Since the Sept. 11 attacks and throughout this current time of war, many reports and stories have shown that people have found added comfort and solace at home with their families.
Yet for thousands of people, they don't find that comfort at home.
Home is where their fear lies and ugly anger exists.
These people are victims of domestic abuse, and every time they return home whether it be from work, school or the store they go home scared.
Scared that a spouse or parent might be in a bad mood, and want to take that mood out on him or her.
The Associated Press recently compiled information about how to educate people on methods of combatting domestic violence on a CD-ROM created by the Colorado Springs Domestic Violence Enhanced Response Team.
The CD-ROM is a hit, and has been requested from communities nationwide as well as communities in China, Taiwan, Germany and Bangladesh.
Kudos to the department for taking an extra step and using modern technology to try and remedy the war on the home front.
But the sad part is it took a $200,000 grant to develop it.
Thousands of dollars were spent to educate people on how to protect themselves from their "loved ones."
It's asinine that this even has to be done.
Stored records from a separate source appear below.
PR #2896, opened 2026-09-13
fix(core): preflight stacked Horde resources before traversal

hermesagent270-commits:
## What was broken

The stacked-Horde paths already have configuration-dependent aggregate and update-working-set
preflights, but they ran too late:

- `StackedHordeConfig` walked every per-demon sequence before applying those resource checks.
- `from_config` copied serialized lists to tuples before it could reject an impossible declared
  resource envelope or a length mismatch.
- `nexting_spec` validated every element before preflighting the derived Cartesian-product demon
  count.

That made invalid configurations consume work before the existing resource model rejected them.
The previously proposed fixed 4,096-demon ceiling is not used here: as the maintainer noted on
#2845/#2847, configurations such as 4,097 demons at `feature_dim=1` are valid within the modeled
resource budget.

## Change

- Run the existing aggregate and update-working-set preflights immediately after canonicalizing
  dimensions in `StackedHordeConfig`.
- In `from_config`, canonicalize and resource-preflight dimensions before decoding any sequence;
  check each exact builtin sequence's declared length before its tuple copy.
- In `nexting_spec`, compute and preflight the derived demon count from tuple lengths before
  per-element validation or Cartesian expansion.
- Add failing-first regression coverage for rejection ordering plus positive coverage that valid
  4,097-demon direct configurations and 4,225-demon nexting grids remain supported.

No benchmark, seed, registered evidence source, or `outputs/` artifact is changed. This is
validation and resource-accounting correctness only.

## Failing-first reproduction

Before the production change, the initial six regression cases produced four failures because
resource-invalid inputs reached length or element validation first:

```text
4 failed, 2 passed in 1.48s
```

The serialized length-before-copy case separately failed against the old decoder signature:

```text
TypeError: _decode_sequence() got an unexpected keyword argument 'expected_length'
1 failed, 6 passed in 1.48s
```

## Verification

Focused stacked-Horde and scan-bound panel:

```text
135 passed in 45.70s
```

Repository lint:

```text
All checks passed!
```

Strict project typing:

```text
```

The new test module is also type-clean in isolation.

The local fast whole-suite lane was stopped after one environment-specific baseline failure, with
`4775 passed, 13 skipped, 1259 deselected`. The failure was
`test_runpy_wrapper_enforces_file_limit_in_real_child_without_fork_hook`: this root-capable
container permits the child process to raise its hard `RLIMIT_FSIZE`, contrary to the test's runner
assumption. A detached, unmodified `origin/main` worktree at `f3d32c45` reproduced the identical
failure (`268435456,268435456,False` rather than `...,True`). The PR CI matrix is the authoritative
whole-suite check in its supported runners.

Hosted CI is green at `cf9d41d1`: all 24 Python 3.12 runtime shards, all 24 Python 3.13 runtime
shards, lint, package, macOS and Windows portability, robot-floor, test-plan, triage, and the
aggregate `ci-ok` gate passed.

Closes #2225

Client / agent tooling: codex
— [contributor]


ss251 (approved):
cf9d41d11ae1c976bc4aec1b5b955f57833d1c68 — review made against this exact head, from the diff alone. This lane has no shell, so nothing below claims an executed run; every claim is a line-level trace of the diff.

**Claim under review.** Resource-envelope preflights must run before any per-element sequence traversal. The diff does exactly that in all three construction paths:

1. `StackedHordeConfig.__post_init__` (stacked_horde.py ~L253): `_preflight_horde_resources` and `_preflight_stacked_horde_update_working_set` moved above the `raw_sequences` block. Their arguments are the same already-validated `n_demons`/`feature_dim`, so this is pure reordering.
2. `from_config` (~L319–327): `n_demons`/`feature_dim` are now pulled from the mapping, `_require_int32`-validated, and preflighted *before* any sequence is decoded, and each of `gammas`/`lamdas`/`cumulant_indices` is decoded with `expected_length=n_demons`.
3. `nexting_spec` (~L356–360): `n_demons` is derived from raw lengths and preflighted before canonicalization.

**Mechanism and consequence, per path.** In `nexting_spec`, `len(raw_indices) * len(raw_gammas)` equals the old `len(canonical_indices) * len(canonical_gammas)` because canonicalization is elementwise 1:1 — the derived value is identical for every input, valid or not; only which error fires first changes. The old order had a real cost: a payload with, say, 10⁸ garbage indices was fully per-element validated and tuple-copied before the n_demons/resource checks ran; it is now rejected after two O(1) `len()` calls. Same for `from_config`: previously sequences of any length were decoded and copied before `__post_init__` ever saw them; the new `expected_length` gate rejects a mismatched or oversized list before the copy. No valid configuration is affected — preflight arguments are identical under both orders, so anything that passed before passes now; for invalid input only the first `ValueError` message changes, and the tests pin the new one.

**Test sensitivity (hand mutation analysis, not executed).** Reverting the production change: `test_config_rejects_oversized_resource_envelope_before_element_validation` and `test_nexting_preflights_derived_resources_before_element_validation` fail because the old order raises element-validation errors (`object()` is not an int32/float32) before the preflight, missing the "stacked Horde aggregate" match; `test_deserializer_preflights_resources_before_decoding_sequences` fails the same way through the old `from_config`; `test_serialized_sequence_length_is_checked_before_tuple_copy` fails with a `TypeError` (old signature has no `expected_length`), not the matched `ValueError`. These tests detect a revert; they do not restate fixtures. `test_resource_valid_4097_demon_config_and_deserialization_remain_supported` and the 4225-demon `nexting_spec` test pin the supported envelope from the other side so the new gates cannot silently shrink it, and the 4097 round-trip exercises the new `expected_length` happy path.

**Nits, non-blocking.** (1) `_decode_sequence`'s message hardcodes "n_demons=" for a generic `expected_length` parameter — wrong if a future caller passes a different length; the sole current caller passes `n_demons`. (2) `from_config` on a mapping missing `n_demons` now raises `KeyError` where the old path raised `TypeError` at `cls(**config)`; both reject. (3) The deserialization path now preflights twice (here and again in `__post_init__`) — deliberate fail-fast redundancy, cheap integer checks.

**Honest limits.** I could not execute the test file, and the two `_preflight_*` functions are not in this diff — I am relying on their existing, unchanged contract that oversized n_demons×feature_dim envelopes raise the "stacked Horde aggregate" error the new tests match on. The reorder-equivalence and test-sensitivity arguments are verified by reading; the exact message matches are not run.

The premise survives: these are externally supplied payloads at a real boundary, the guards are not on impossible inputs, and the ordering change is observable behavior, not cosmetics.

Recommendation: merge

kenjohnscreates (approved):
## Review: fix(core): preflight stacked Horde resources before traversal

**Verdict: approve.** Measured at head `cf9d41d1`, worktree-isolated against `origin/main` `f3d32c45`, import provenance selected via PYTHONPATH.

- `_decode_sequence` now rejects a wrong-length serialized sequence before tupling it, and both resource preflights moved ahead of the per-demon sequence walk, so an oversized `n_demons` is rejected before the O(n) validation loop runs — the same bound-before-work placement as #2887.
- **Failure-first:** head's test file(s) against main's library: **5 failed, 2 passed**; at head **7 passed**. Suite: **101 passed (new file + `test_stacked_horde.py`)**. Ruff clean; mypy at this host's pre-existing 1-error baseline.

And unlike a war overseas, drive-by shootings and other violent occurrences, people in Moffat County don't have the luxury of saying, "At least it's not happening in Northwest Colorado."
Because it is.
I witnessed the effects of domestic violence firsthand when I had the opportunity to sit in an Advocates Crisis Support Services domestic violence support group last fall.
I witnessed women who came to a weekly meeting to talk with one another, because they were each other's only support.
Where many people have the luxury of turning to a family member for support during scary, unsure times like the present, these women couldn't turn to a family member, because the family member is the cause of constant fear.
These women, who left a lasting impact on me and my outlook on domestic abuse, are just a small sample of those who experience domestic violence in Moffat County.
Last year Advocates Crisis Support Services received calls from 356 different people.
It's astonishing that 356 different people in a conservative community that seems to exemplify the coziness of "small town" America, have to use a hotline to seek support from someone who cares.
And after speaking with and listening to the women in the support group, I learned that the Advocates workers and volunteers do care.
"The Advocates are the best people in the world," one woman said. "I would trust them with my life."
I'm continually dumbfounded at how people can abuse their loved ones.
Most people wouldn't dare punch a stranger, yet so many are capable of striking those who live in their own home.
Out of this situation comes one of the most vivid examples of good and evil that can be found in this world.
On the evil side, there are the barbaric idiots who beat up the ones they are supposed to love.
But on the other side, are the Advocates, who care enough about people to face ugly domestic situations everyday and help those who's lives often times really do depend on it.